Spark has a great query optimization capability that can significantly improve the execution time of queries and ensure cost reduction. However, when it comes to nested queries, there is a need to further advance optimization techniques in Spark. Nested queries typically include multiple dimensions and metrics such as “OR” and “AND” operations along with millions of values that need to be filtered out.
For instance, when Spark is executed with a query of, say 100 filters, with nested operations between them, the execution process slows down. Since there are multiple dimensions involved, it takes a huge amount of time for the optimization process. Depending upon the cluster size, it may take hours to process a dataFrame with those filters.
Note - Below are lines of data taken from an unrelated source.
PR #3186, opened 2020-02-19
Fixed broken links in Whats New doc

tedyoung:
Links used `.adoc/section` instead of `.adoc#section` causing links to not work.

Fixed English 'effects' to 'affects'.


artembilan:
Good catch! Thank you!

In this blog, we will walk you through common challenges faced while working with nested filter queries and how we were able to solve it using logical tree optimization. We found that upon tweaking some of the codes and applying a common algorithm, we were able to reduce the total cost and execution time of the query.
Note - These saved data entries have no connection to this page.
PR #3188, opened 2020-02-20
Timeout added to WebFluxMessageHandlerSpec.java & WebFluxRequestExecutingMessageHandler.java

### LINKED ISSUE #3183: Add hooks for reactive reply customizations: timeout(), retry(), tag() etc.
**Affects Version(s):** 5.2.3

---
## Enhancement
Consider adding Timeout to Webflux.outboundGateway in DSL. 

Mono & Flex Supports timeout. If the timeout is exposed in exposed in the Outbound Gateway, it will simplify the configuration of services in a fluent API style.

Happy to contribute if accepted for enhancement.

sirimamilla:
Timeout added to WebFluxMessageHandlerSpec.java & WebFluxRequestExecutingMessageHandler.java #3183 

Repushed from GH-3183


artembilan:
Thanks, but see the last sentence in the CONTRIBUTION guideline:

> Please, follow Chris Beams' recommendations in regards to the good commit message

Having so many contribution from you would benefit from a good commit message formatting.

😄

sirimamilla:
> > Please, follow Chris Beams' recommendations in regards to the good commit message
> 
> Having so many contribution from you would benefit from a good commit message formatting.

I will have a look at this and follow this. I have little time to contribute for this, so created a PR. Will look at your review comments tomorrow. Good Night.

Hope we can agree on this Feature Enhancement. I am working on adding transform method as well as you suggested, I would prefer to raise a separate PR for transform.

Also, I am thinking of right usecase for adding it in the test cases for the transform message.

spring-integration-webflux/src/main/java/org/springframework/integration/webflux/dsl/WebFluxMessageHandlerSpec.java
```diff
@@ -144,6 +145,41 @@ public WebFluxMessageHandlerSpec publisherElementTypeExpression(Expression publi
...
 	}
 
+	/**
+	 * Specify the timeout value for receiving the response form the server.
+	 * If the response is not received with in timeout value, will result in Timeout Exception
+	 * @param timeoutInMillis the timeout in milliseconds
+	 * @return the spec
+	 * @since 5.3
+	 */
+	public WebFluxMessageHandlerSpec timeout(long timeoutInMillis) {
```
artembilan: That's bad name. There are many aspects in Spring Integration components and a lot of different timeout options.
Would be great to be more specific here. How about a `requestTimeout` ?

Also: I wouldn't expose this `long` option. It is not too hard to have that `Duration.ofMillis()` in the target application. 
Plus with Spring Boot configuration properties we can provide an option in the duration style and we'll get exactly `Duration` instance in the POJO

spring-integration-webflux/src/main/java/org/springframework/integration/webflux/outbound/WebFluxRequestExecutingMessageHandler.java
```diff
@@ -198,6 +202,26 @@ public void setPublisherElementTypeExpression(Expression publisherElementTypeExp
 		this.publisherElementTypeExpression = publisherElementTypeExpression;
 	}
 
+	/**
+	 * Specify the timeout value for receiving the response form the server.
+	 * If the response is not received with in timeout value, will result in Timeout Exception
+	 * @param timeout accepts {@link java.time.Duration}
+	 * @since 5.3
+	 */
+	public void setTimeout(Duration timeout) {
```
artembilan: I understand that this is simple one, but would be better to not have it since a `Function` can simple cover the static value as well.

So, please, remove

spring-integration-webflux/src/main/java/org/springframework/integration/webflux/outbound/WebFluxRequestExecutingMessageHandler.java
```diff
@@ -198,6 +202,26 @@ public void setPublisherElementTypeExpression(Expression publisherElementTypeExp
...
+		this.timeoutFunction = m -> timeout;
+	}
+
+	/**
+	 * @param timeoutFunction accepts {@link Function}. The function accepts a Message as input and returns Duration.
+	 * Function is evaluated on each request basis and the {@link Duration} is applied to Mono
+	 * If the response is not received with in timeout value, will result in Timeout Exception
+	 * @since 5.3
+	 */
+	public void setTimeoutFunction(Function<Message<?>, Duration> timeoutFunction) {
```
artembilan: Well, we prefer an `Expression` variant instead of function. This way a timeout could be configured in the XML an easy way.
There is a `FunctionExpression` to cover this case. And exactly Java DSL should expose a function-based option. Of course, alongside with an expression. See `publisherElementTypeFunction` in the modified by you `WebFluxMessageHandlerSpec`

spring-integration-webflux/src/test/java/org/springframework/integration/webflux/dsl/WebFluxDslTests.java
```diff
@@ -145,6 +163,82 @@ public void setup() {
...
+				.build();
+
+		new DirectFieldAccessor(this.webFluxFlowWithTimeout)
+				.setPropertyValue("webClient", webClient);
+
+		QueueChannel replyChannel = new QueueChannel();
+
+		Message<String> testMessage =
+				MessageBuilder.withPayload("test")
+						.setReplyChannel(replyChannel)
```
artembilan: I think we shouldn't use a `setReplyChannel` for this kind of test. Since you use the same instance for both reply and error responses, I was confused first about exception assertion in the end. I was expected from "error channel", but I saw a `replyChannel`.  So, your test-case mislead me to investigate how do we process exceptions like that timeout 😢

src/reference/asciidoc/whats-new.adoc
```diff
@@ -68,3 +68,9 @@ See <<./amqp.adoc#amqp-inbound-channel-adapter,AMQP Inbound Channel Adapter>>
 The `encodeUri` property on the `AbstractHttpRequestExecutingMessageHandler` has been deprecated in favor of newly introduced `encodingMode`.
 See `DefaultUriBuilderFactory.EncodingMode` JavaDocs and <<./http.adoc#http-uri-encoding,Controlling URI Encoding>> for more information.
 This also affects `WebFluxRequestExecutingMessageHandler`, respective Java DSL and XML configuration.
+
+[[x5.3-WebFlux]]
+=== WebFlux Changes
+
+The `timeoutFunction` property is added to `WebFluxRequestExecutingMessageHandler`.
+Java DSL accessor which accepts long Timeout, Duration Timeout & Timeout Function is provided
```
artembilan: The good sentence ends with period. 
I don't think that word "timeout" deserves to be capitalized. 
I would even say if your don't talk about code, then even `function` word doesn't deserve to be capitalized. 

Would be great to have here a brief description for the reason of this new option. See something already existed in this doc.
Then we definitely need a link to the target docs.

We could further optimize the logical plan and send processed data to apply filters, thus reducing the total load on processing. The logical query is optimized in such a way that there’s always a predicate pushdown for optimal execution of the next part of the query. We used Apache Spark with scala API for this use case.
The user needed to filter out all values from the millions of single columns of records from a file. For this filter file, the supported filters are “include” and “exclude”. The user can select multiple dimensions for applying filters and can combine them with a filter operator which is either “AND” or “OR” or both. So, the user could now create a nested filter expression containing multiple dimensions with both “OR” and “AND” operations between them.
This requirement was to be implemented in our product SigView. For this use case, we developed a feature called Bulk Filter (as it includes “OR” operation between filter dimensions). All the filters inside the Bulk Filter are rearranged on the basis of cost, forming an optimized group of filters for processing.